User:Andrew Sutherland/MailNews/GlobalDatabase

From MozillaWiki
< User:Andrew Sutherland
Revision as of 04:44, 6 June 2008 by Andrew Sutherland (talk | contribs) (New page: {draft} = (Desired) Features = * Given a Contact, easily find ((Bryan Clark)): ** Previous messages from the person ** Previous attachments from the person ** (A count of) messages from ...)
(diff) ← Older revision | Latest revision (diff) | Newer revision → (diff)
Jump to navigation Jump to search

{draft}

(Desired) Features

  • Given a Contact, easily find ((Bryan Clark)):
    • Previous messages from the person
    • Previous attachments from the person
    • (A count of) messages from this person (to me)
    • (A count of) messages to this person (from me)
    • People connected to this person (people they have been involved in threads with)
    • Previous conversations with this person
    • URL's involved in the messages
  • When reading a message, be able to:
    • Know what lightning tasks/events were spawned from this message
    • Take/associate (long) notes ((Ovidiu))

Schema

Givens (Assumptions)

We are using the existing SQLite as the database engine already supported by the code-base. CouchDB is getting close to usable (0.8 will have compaction and incremental reduction), but is too risky for the desired Thunderbord 3.0 release date.

A Normalized Start

  • folderLocations TABLE
    • id INTEGER PRIMARY KEY
    • folderURI TEXT
  • conversations TABLE
    • id INTEGER PRIMARY KEY
    • subject TEXT
  • messages TABLE
    • id INTEGER PRIMARY KEY
    • folderID INTEGER NOT NULL REFERENCES folderLocations(id)
    • messageKey INTEGER NOT NULL
    • conversationID INTEGER NOT NULL REFERENCES conversations(id)
    • parentID INTEGER REFERENCES messages(id)
    • headerMessageID TEXT
    • ?? bodySnippet ?? -- clarkbw's little snippet of text to display
  • contacts TABLE
    • id INTEGER PRIMARY KEY
    • directoryUUID TEXT
    • contactUUID TEXT
    • name TEXT
  • identities TABLE
    • contactID INTEGER NOT NULL REFERENCES contacts(id)
    • email TEXT
    • description TEXT
  • attributeDefinitions TABLE
    • id INTEGER PRIMARY KEY
    • attributeType TEXT
    • pluginName TEXT
    • name TEXT
    • parameter BLOB
  • messageAttributes TABLE
    • conversationID INTEGER NOT NULL REFERENCES conversations(id)
    • messageID INTEGER NOT NULL REFERENCES messages(id)
    • attributeID INTEGER NOT NULL REFERENCES attributeDefinitions(id)
    • value NUMERIC
    • ?? maybe date ??
  • attrib-query (covering) index: (attributeID, value, ...)
  • message-attrib-fetch (covering) index: (messageID, ...)
  • conversation-attrib-fetch (covering) index: (conversationID, ...)

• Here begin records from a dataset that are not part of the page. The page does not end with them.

PR #155, opened 2020-01-29
Alter breadcrumb and next content behaviour

bh412:


src/app/services/topics.tsx
```diff
@@ -23,22 +23,26 @@ export const idIsPresent = (id: string, contents: {id?: string}[] | undefined) =
     return contents && !!contents.filter((content) => content.id === id);
 };
 
-export const determineTopicHistory = (currentTopic: CurrentTopicState) => {
+export const determineTopicHistory = (currentTopic: CurrentTopicState, currentDocId: string) => {
     const result: LinkInfo[] = [];
     if (currentTopic && currentTopic != NOT_FOUND && currentTopic.id && currentTopic.title) {
+        const relatedContent: (string | undefined)[] = [];
+        currentTopic.relatedContent && currentTopic.relatedContent.map(content => relatedContent.push(content.id));
```
jsharkey13: I don't like this inline `&&` syntax particularly much; it muddles values and logic together.

src/app/services/topics.tsx
```diff
@@ -23,22 +23,26 @@ export const idIsPresent = (id: string, contents: {id?: string}[] | undefined) =
...
         result.push(ALL_TOPICS_CRUMB);
-        result.push({title: currentTopic.title, to: `/topics/${currentTopic.id.slice("topic_summary_".length)}`})
+        relatedContent.indexOf(currentDocId) > -1 && result.push({title: currentTopic.title, to: `/topics/${currentTopic.id.slice("topic_summary_".length)}`})
```
jsharkey13: They could both easily be `if`s, which I think would read clearer.

src/app/services/topics.tsx
```diff
@@ -23,22 +23,26 @@ export const idIsPresent = (id: string, contents: {id?: string}[] | undefined) =
...
 export const makeAttemptAtTopicHistory = () => {
-    return [ALL_TOPICS_CRUMB, {title: "Topic", to: "/topics/"}]
+    return [ALL_TOPICS_CRUMB]
 };
 
 
 export const determineNextTopicContentLink = (currentTopic: CurrentTopicState | undefined, contentId: string, examBoard: EXAM_BOARD) => {
-    if (currentTopic && currentTopic != NOT_FOUND && currentTopic.relatedContent) {
+    const relatedContent: (string | undefined)[] = [];
+    currentTopic && currentTopic != NOT_FOUND && currentTopic.relatedContent && currentTopic.relatedContent.map(content => relatedContent.push(content.id));
```
jsharkey13: This whole logic could do with being cleaner too, but it works

src/app/services/topics.tsx
bh412: I've changed this for you

PR #156, opened 2020-01-30
Add shorturls to share links

bh412:
See: https://github.com/isaacphysics/isaac-router/commit/b1a98497e299fa3f3621b59068c2b9cca28d765e
for router short urls

### DIFF
--- a/src/app/components/pages/Concept.tsx
+++ b/src/app/components/pages/Concept.tsx
@@ -57,7 +57,7 @@ const ConceptPageComponent = ({urlConceptId, conceptIdOverride, doc, fetchDoc, s
                     <EditContentButton canonicalSourceFile={EDITOR_URL + (doc as ContentBase)['canonicalSourceFile']} />
                     }
                     <div className="question-actions question-actions-leftmost mt-3">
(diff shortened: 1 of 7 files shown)


src/app/components/pages/Concept.tsx
```diff
@@ -57,7 +57,7 @@ const ConceptPageComponent = ({urlConceptId, conceptIdOverride, doc, fetchDoc, s
                     <EditContentButton canonicalSourceFile={EDITOR_URL + (doc as ContentBase)['canonicalSourceFile']} />
                     }
                     <div className="question-actions question-actions-leftmost mt-3">
-                        <ShareLink linkUrl={`${window.location.origin}/concepts/${doc.id}`}/>
+                        <ShareLink linkUrl={segueEnvironment !== "DEV" ? `https://isaaccs.org/c/${doc.id}` : `${window.location.origin}/concepts/${doc.id}`}/>
```
mlt47: We will need to do something different for Physics. Best to do it now in case we forget later.
Perhaps we have a SHORT_URL somewhere which switches depending on SITE_SUBJECT.

PR #162, opened 2020-02-07
Removes afterAuth path on navigation away from /login 

bh412:
Doesn't remove on tab close, but if we did the google login redirect wouldn't direct to the correct place. We do remove from local storage correctly on login/google redirect


bh412:
Doesn't work with google on redirect. A minor issue that doesn't affect people often

PR #169, opened 2020-02-11
Pad requests containing credentials with random data to hamper bicycle attacks

jsharkey13:
See https://arxiv.org/abs/2002.01513 for an explanation of a bicycle attack. The length of the encrypted request gives away information about the length of a user's password; pad with random data up to the next power of two to avoid this, with a minumim padded length of 256 to better protect users with weaker passwords.
There are two vulnerable Isaac endpoints; `/resetpassword/[token]` which has only the password in the request body, and `/authenticate` which contains email and password. Both endpoints expect a `Map<String, String>` and so will cope with the additional data with no required changes.
One further endpoint does accept passwords; the update user endpoint. But this also has the user object, and user preferences, and is thus much less sensitive to the length of the user's password.


src/app/services/credentialPadding.ts
```diff
@@ -0,0 +1,41 @@
...
+    // Pad to the next power of two above the body size, but at least to 2^8 = 256 bytes:
+    return Math.pow(2, Math.max(Math.ceil(Math.log(bodyLength)/Math.log(2)), 8)) - bodyLength;
+}
+
+function generatePadding(paddingLength: number) {
+    return Array(paddingLength).fill(0).map(() => Math.random().toString(36).charAt(2)).join('');
+}
+
+export function securePadCredentials(credentials: {email: string; password: string}) {
+    let paddedCredentials: PaddedCredentials = Object.assign({_randomPadding: ""}, credentials);
```
mlt47: `: PaddedCredentials` would  be inferred here so it is not necessary (well the name of the type would not be inferred but the shape of it would which is all that is needed in a structural type system like this rather than a nominal type system like Java).

PR #173, opened 2020-02-17
Feature/modal fixing

bh412:
Allows 'ActiveModals' to be closed by pressing escape, or clicking off the modal. Watches for this and implements closeActiveModal at the right time, to prevent activeModals stacking with duplicate keys. Stops 'ActiveModals' having a horizontal scroll when not overflowing


src/app/components/elements/modals/ActiveModal.tsx
```diff
@@ -1,14 +1,29 @@
...
+    const [isOpen, setIsOpen] = useState(true);
+
+    const toggle = () => {
+        const isNowOpen = !isOpen;
+        setIsOpen(isNowOpen);
+    };
+
+    useEffect(() => {
+        if (!isOpen) {
+            store.dispatch(closeActiveModal());
```
mlt47: Probably better to `const dispatch  = useDispatch()` over importing store.

PR #182, opened 2020-03-10
Concepts page

robinmessage:
There is a bit of copy-pasted code from Search but I wasn't sure if it was worth extracting out the common bits at the moment.


jsharkey13:
Compare new on the left, vs old on the right:
image

I think we need to decide how much of the old layout we want before the beta, and how much can wait. I think our existing React class for concepts doesn't cope so well with physics concept pages, and the concepts page has always displayed them differently so we may need a new class here anyhow.

jsharkey13:
This still needs work, but it's good enough for the beta site. Merging!

PR #186, opened 2020-03-13
Physics: disable required fields modal unless on the CS site

robinmessage:


mlt47:
A slight extension on this, that I've just realised is needed, is that the account page also requires fields for submission.
It was my suggestion to just not include the middleware for Physics but I think to do it properly we will need to, instead, alter the validation service to require different fields for Physics and CS (it then doesn't really matter if the middleware is included or not).
I'll close the pull request, fix the task description and put it back on the queue for whoever to pick up. Sorry!

PR #187, opened 2020-03-13
Physics: event card images should be rectangular

robinmessage:


robinmessage:
> Looks good, works fine differentiating between phy/cs - Would you be able to get rid of the white margin at the top of the events cards on physics, with the rectangular images, to match what they look like at the moment? Just a tiny change

I've fixed this now @bh412

PR #189, opened 2020-03-16
Feature/hexagon pages

bh412:


src/app/components/pages/Alevel.tsx
```diff
@@ -0,0 +1,125 @@
+import React from "react";
+import {Col, Container, Row} from "reactstrap";
+import {TitleAndBreadcrumb} from "../elements/TitleAndBreadcrumb";
+
+export const Alevel = () => {
+    return<Container>
```
robinmessage: Nitpicking, but should have a space here between `return` and `<Container>`

src/app/components/pages/Alevel.tsx
```diff
@@ -0,0 +1,125 @@
...
+        <Row className="pb-4">
+            <Col>
+                <TitleAndBreadcrumb currentPageTitle={"A Level Resources"} breadcrumbTitleOverride="A Level Resources" />
```
robinmessage: `breadcrumbTitleOverride` overrides `currentPageTitle`, so there is no need to use override if they are the same.

src/app/components/pages/TeacherFeatures.tsx
```diff
@@ -0,0 +1,108 @@
...
+import classNames from "classnames";
+
+export const TeacherFeatures = () => {
+
+    const user = useSelector((state: AppState) => state && state.user);
+
+    return<Container>
+        <Row className="pb-4">
+            <Col>
+                <TitleAndBreadcrumb currentPageTitle={"Teacher Features"} breadcrumbTitleOverride="Teacher Features" />
```
robinmessage: And here.

src/app/components/pages/TeacherFeatures.tsx
```diff
@@ -0,0 +1,108 @@
...
+                    <div className="hexagon">
+                        <img className="hexagon-field" src="/assets/teacher_features_sprite.svg#teacher-hat" alt="Isaac hexagon"></img>
+                        <div className="hexagon-title">
+                            1. You are now a teacher!
+                        </div>
+                    </div>
+                </Col>
+            }
+            <Col md="auto">
+                <a href="groups" className={classNames({"hexagon": true, "disabled": (isStudent(user) || !isLoggedIn(user))})}>
```
robinmessage: You could extract `(isStudent(user) || !isLoggedIn(user))`  into a variable, and maybe the whole `className` for each type of thing that repeats.

src/app/components/pages/TeacherFeatures.tsx
```diff
@@ -0,0 +1,98 @@
...
+        </Row>
+        <Row className="teacher-feature-body justify-content-md-center">
+            {isStudent(user) || !isLoggedIn(user) ?
+                <Col md="auto">
+                    <Hexagon link={"/teacher_account_request"}
+                        imageSrc={"/assets/teacher_features_sprite.svg#teacher-hat"}
+                        title={"1. Tell us you are a teacher"}/>
+                </Col> :
+                <Col md="auto">
+                    <div className="hexagon">
```
robinmessage: If Hexagon took an optional `className`, these could be `Hexagon`s too. Not essential but would be nice.

PR #193, opened 2020-03-24
Inequality: show python editor and preview

robinmessage:
Andrea and I have tested this and it seems to work well.


Morpheu5:
This should be good to go.

jsharkey13:
Some things so far:
 - LGTM has some warnings that could do with addressing.
 - At the moment, for text entry, text entered by the user seems to be replaced once parsing has finished. This removes our ability to do research and improve based on what the user types. It is also confusing for the user, if they pause briefly, to have everything they have typed rewritten underneath them? We did used to set `pythonExpression` to be the parsed value, though as this does. I also think we used to send `"textEntry":true,"userInput":".........."` in the `value`  of the answer request.
 - Some symbols do not parse correctly, and others align terribly:
image

Morpheu5:
> * LGTM has some warnings that could do with addressing.

Most of the time, LGTM is as useful as that weird 60yo down the street who just learned about TikTok and is yelling at the screen to get off their lawn. I suggest we take it with a pinch of salt.

> * At the moment, for text entry, text entered by the user seems to be replaced once parsing has finished.

That I told Robin about but I guess he forgot and then I forgot so I'll try to fix it now.

> * Some symbols do not parse correctly, and others align terribly:
>   image

This branch and the branch where I fixed this were out of sync. I just synced them and it should now work.

jsharkey13:
I believe that this PR is entirely contained inside https://github.com/isaacphysics/isaac-cs-app/pull/205 now, and so we do not need this separate one. I believe GitHub will actually mark it merged automagically, so I'll leave it open for now.

PR #200, opened 2020-04-01
Alters the layout of the related questions and concepts

bh412:
Concepts before questions to match physics
Sensible font size
Icons
Level indicator


src/scss/phy/footer.scss
```diff
@@ -3,3 +3,22 @@
...
+  background: url(/assets/phy/icon-books.png);
+}
+
+.related-title {
+  height: 65px;
+  padding-left: 75px;
+  padding-top: 23px;
+  background-repeat: no-repeat;
+  &:after
+  {
```
jsharkey13, line 21: Can we avoid this old SCSS nastiness and have indentation, and brackets on the same lines?
```scss
    &:after {
        clear: both;
    }
```

PR #658, opened 2022-10-21
Display event cancelled status

chrisjpurdy:
This makes it clear that events are cancelled, and stops users from booking cancelled events through the UI.

### DIFF
--- a/src/app/components/pages/EventDetails.tsx
+++ b/src/app/components/pages/EventDetails.tsx
@@ -1,5 +1,6 @@
 import React, {useEffect, useState} from "react";
 import * as RS from "reactstrap";
+import {Alert} from "reactstrap";
 import dayjs from "dayjs";
 import {TitleAndBreadcrumb} from "../elements/TitleAndBreadcrumb";
 import {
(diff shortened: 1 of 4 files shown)


src/app/components/pages/EventDetails.tsx
```diff
@@ -234,7 +236,7 @@ const EventDetails = ({match: {params: {eventId}}, location: {pathname}}: EventD
                                                 }
                                             </td>
                                         </tr>}
-                                    {event.bookingDeadline &&
+                                    {(isEventLeader(user) || isAdminOrEventManager(user) || event.isNotClosed) && event.bookingDeadline &&
```
jsharkey13, line 239: What is this change for? Won't it prevent the "deadline has passed" message that's inside it from ever showing to ordinary users?

chrisjpurdy: I guess it depends on when events are marked as "closed" and/or "expired". Maybe `event.isNotClosed` should be replaced with `!event.isCancelled`?
The intention was to hide irrelevant data from normal users if the event is cancelled (and closed as well?) to prevent cluttering, but still show it to event leaders and above.

chrisjpurdy: I did that replacement in the most recent commit, to keep previous behaviour intact.

PR #660, opened 2022-10-26
Avoid capturing Delta, delta, and d as differentials if they aren't followed by variables

Morpheu5:
This avoids the case where you couldn't have `Delta`, `delta`, and `d` as individual letters instead of differentials without argument.


chrisjpurdy (approved):
Tested it locally and works as expected! 👍

PR #662, opened 2022-10-27
Cloze question item alt text

chrisjpurdy:
Add `altText` to items and use these for better screenreader messages in cloze questions. 

Alt text is preferred over item value, and if there is no text and no item value then default screenreader text will be displayed to screenreaders.


mwtrew (approved):
Alt text changes look good and work as intended.

PR #665, opened 2022-10-28
Log "view github code" event when that button is clicked on code snippets

chrisjpurdy:
I pushed the addition of the new log type in the API straight to master (it was just adding another value to an enum)


mlt47 (approved):
LGTM 👍

PR #666, opened 2022-10-28
Make user objects immutable everywhere

chrisjpurdy:
This should eventually be done for the entire Redux state. 

This refactor caught a possible accident waiting to happen in `SchoolInput` where a prop user object had an attribute mutated directly.


mlt47 (approved):
Nice!

PR #671, opened 2022-11-04
RTK Query questions and concepts refactor

chrisjpurdy:
~~Currently having issues with quiz attempts~~ It seems that was just because I didn't have the symbolic logic checker running. 
~~Also, rate limiting questions doesn't seem to work as it used to~~ Another non-issue that turned out to be fine after more manual testing.

I need to write tests to replace those for the old question reducer. There seems to be some quite major performance issues locally, but that might be because immutability and serializability middleware take a while to process large actions (like those produced by querying documents).


chrisjpurdy:
Closing since I'll probably do this better now and there are wayyyyy to many merge conflicts

PR #679, opened 2022-12-07
Stop cloze item dropping into off-screen drop-zone causing entire screen to offset

chrisjpurdy:
There is an easy fix on newer browsers which consists of setting `overflow: clip` for the root div on both sites.

For all other browsers, we need to set `scrollLeft = 0` whenever the root div tries to scroll. This plays nicely with the fix for newer browsers and is fairly lightweight and self-contained. 

If the browser doesn't have `overflow: clip` support, there is a small discrepancy between where an item is dropped and where its drop animation indicates it will be dropped, but this only happens where the bug would occur previously and is a big improvement.

### DIFF
--- a/src/app/components/content/IsaacClozeQuestion.tsx
+++ b/src/app/components/content/IsaacClozeQuestion.tsx
@@ -186,7 +186,7 @@ const IsaacClozeQuestion = ({doc, questionId, readonly, validationResponse}: Isa
         return () => {
             root?.removeEventListener("scroll", resetScrollLeft);
         };
-    });
+    }, []);
 
     useEffect(function updateStateOnCurrentAttemptChange() {
         if (currentAttempt?.items) {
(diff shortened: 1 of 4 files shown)


src/app/components/content/IsaacClozeQuestion.tsx
```diff
@@ -175,6 +175,19 @@ const IsaacClozeQuestion = ({doc, questionId, readonly, validationResponse}: Isa
...
+    // This is an issue with how dnd-kit manages scroll contexts when `overflow: hidden`, can be fixed by setting
+    // `overflow: clip` but only very modern browsers support that.
+    useEffect(() => {
+        const root = document.querySelector<HTMLDivElement>("#root");
+        const resetScrollLeft = () => {if (root) {root.scrollLeft = 0;}};
+        root?.addEventListener("scroll", resetScrollLeft);
+        return () => {
+            root?.removeEventListener("scroll", resetScrollLeft);
+        };
+    });
```
mlt47, line 189: Is not having a list of dependencies for the useEffect here intentional?

mlt47: No worries!

mlt47 (approved):

PR #680, opened 2022-12-07
Order gameboards client-side if we have all of them cached

chrisjpurdy:


mlt47 (approved):
Looks good to me. I was sure we did the front-end sorting in the past but it hasn't been done since at least the useGameboards refactor. Seemed to work correctly for me this morning.

PR #682, opened 2022-12-09
Fix question finder loading infinitely on shuffle and reload

chrisjpurdy:
Fixed by not unsubscribing from the gameboard-fetching promise. I can't believe I missed this before... it doesn't look like this causes a ridiculous number of boards to be stored in Redux, so we can just remove the `unsubscribe` call.


jsharkey13 (approved):
Your explanation of this seems solid!

PR #684, opened 2022-12-12
Use subject colour in test page UI

chrisjpurdy:
This makes the buttons etc. in the test attempt pages use the subject colour of the test. 
It defaults to physics if no subject tag is present - the subject tag needs to be added at the quiz DTO level.

As a side effect, this PR stops Physics UI elements from using the `phy_extra_force_yellow` colour, and makes them use `a11y_green` instead.

### DIFF
--- a/src/app/services/quiz.ts
+++ b/src/app/services/quiz.ts
@@ -1,6 +1,6 @@
 import {useEffect, useMemo} from "react";
 import {deregisterQuestions, registerQuestions, selectors, useAppDispatch, useAppSelector} from "../state";
-import {API_PATH, isDefined, isQuestion} from "./";
+import {API_PATH, isDefined, isQuestion, tags} from "./";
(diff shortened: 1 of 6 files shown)


src/app/services/quiz.ts
```diff
@@ -65,6 +65,8 @@ export function useCurrentQuizAttempt(studentId?: number) {
     const [attempt, error] = studentId
         ? [studentAttempt, studentError]
         : [currentUserAttempt, currentUserError];
+    // Augment quiz object with subject id
+    const attemptWithQuizSubject = {...attempt, quiz: attempt?.quiz && tags.augmentDocWithSubject(attempt.quiz)}
```
mlt47, line 69:
```suggestion
    const attemptWithQuizSubject = {...attempt, quiz: attempt?.quiz && tags.augmentDocWithSubject(attempt.quiz)};
```

mwtrew (approved):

  • aggregateDataDefinitions TABLE
    • id INTEGER PRIMARY KEY
    • pluginName TEXT
    • name TEXT
    • subjectType TEXT
    • parameter BLOB
  • aggregateDataCache TABLE
    • aggregateID INTEGER NOT NULL REFERENCES aggregateDataDefinitions(id)
    • subject INTEGER
    • value NUMERIC
    • data BLOB
  • lookup index: (aggregateID, subject, value)

Query Strategy

Examples

Fundamental Attributes

Fundamental attributes are inherent and defining properties of an e-mail message: who sent the message, who they sent it to, when they sent it, etc. More explicitly, they are the pieces of the header that Thunderbird would natively display and expose as column headers, excepting the subject (which is explicitly part of the message).

  • From/To/cc
    • Definitions
      • "fundamental", "built-in", "FROM", NULL
      • "fundamental", "built-in", "TO", NULL
      • "fundamental", "built-in", "CC", NULL
    • Usage
      • conv(1), msg(1), attr(FROM), identity(my-email@my-domain.tld)
      • conv(1), msg(1), attr(TO), identity(cheese@hat.com)
      • conv(1), msg(1), attr(TO), identity(row@bow.org)
      • conv(1), msg(1), attr(CC), identity(foo@bar.com)
  • Other
    • Definition
      • "built-in", "DATE", NULL


Optimization Attributes

Optimization attributes are attributes that can be derived from multiple fundamental attributes, but, owing to presumed frequency of use and execution cost, get to be their own special attributes.

The definitive example are messages sent to/from the user. At least in the case of e-mail accounts, we can reasonably expect that nearly all of the (non mailing-list) messages will involve the user in some way. This means that the number of "FROM":user/"TO":user attributes will be quite high. Additionally, many of our queries will involve searching for this attribute, because most of our functionality centers around the user and his/her relationship to others.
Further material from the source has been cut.